- Problem details
Beginning with the line that contains "Looks good ...", copy each remaining line of the data below exactly.
── Supplied information
PR #320, opened 2023-10-26
Fix/leapr array

whaeck:
@HunterBelanger Everything looks good now. Tests pass so we're good to go. The failing tests must have been fixed in the last update you made.

### DIFF
--- a/src/leapr.f90
+++ b/src/leapr.f90
@@ -423,7 +423,13 @@ contains
    isym=0
    if (ncold.ne.0) isym=1
    if (isabt.eq.1) isym=isym+2
-   mscr=4000
+   
+   ! Based on endout, to write the actual TSL data, the max number of entries
+   ! needed in scr is either 8+2*nalpha, or 8+2*nedge. However, we have no way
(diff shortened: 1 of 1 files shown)


kahlerac (commented):
Surprising to not see any deallocation statements in subroutine contin.  contin is called from within a loop over user specified temperature.  Do existing tests include a multiple temperature leapr job to assure we don't get an already allocated runtime error?

HunterBelanger:
Test 23 should have multiple temperatures in the LEAPR input. I believe that since Fortran 95, allocatable arrays are automatically deallocated when they go out of scope. I think this is why there are no deallocation statements at the end of contin. I didn't see any for the other arrays like `p`, `tlast`, `tnow`, and `xa`, so I didn't add one for `maxt`.

kahlerac (approved):

whaeck:
Deallocation will be required when you run LEAPR multiple times in the same input deck. This is an issue we have seen in the past with other modules like ERRORR. In this case, I don't think it is necessary to protect users against themselves.

As such, I'll pull this into develop. If the deallocation comes up later, we'll just fix it then.

PR #325, opened 2023-12-14
Fix/euler

whaeck:
An error was introduced so many years ago in the value of the Euler-Mascheroni constant when a number of physical constants were put in the phys.f90 file. 

Luckily for us, the impact is limited. The constant is used in the calculation of the Coulomb wave functions - I think - so this will only be seen on nuclides that have charged particle channels in their resonance parameters (LRF=7 only). In the tests only test 20 is impacted as this is the only LRF=7 evaluation we use for our non-regression tests (again, I think). The elastic scattering and capture cross section only have a few values where the 6th digit after the decimal point is different. In MT103 and MT600 (the n,p reaction calculated from the resonance parameters), the impact is only really visible in low cross section values where the 4th to 6th digit after the decimal point are different. This is reflected in the few changes in the total cross section.


kahlerac (approved):
Looks good ... and sadly we had the correct value(s) when this was explicitly typed in multiple code locations!  It was only when moving to phys.f90 that the typo occurred, :(.

whaeck:
I know. I verified it to see when it was introduced.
────
- Written solution
Looks good ... and sadly we had the correct value(s) when this was explicitly typed in multiple code locations!  It was only when moving to phys.f90 that the typo occurred, :(.

whaeck:
I know. I verified it to see when it was introduced.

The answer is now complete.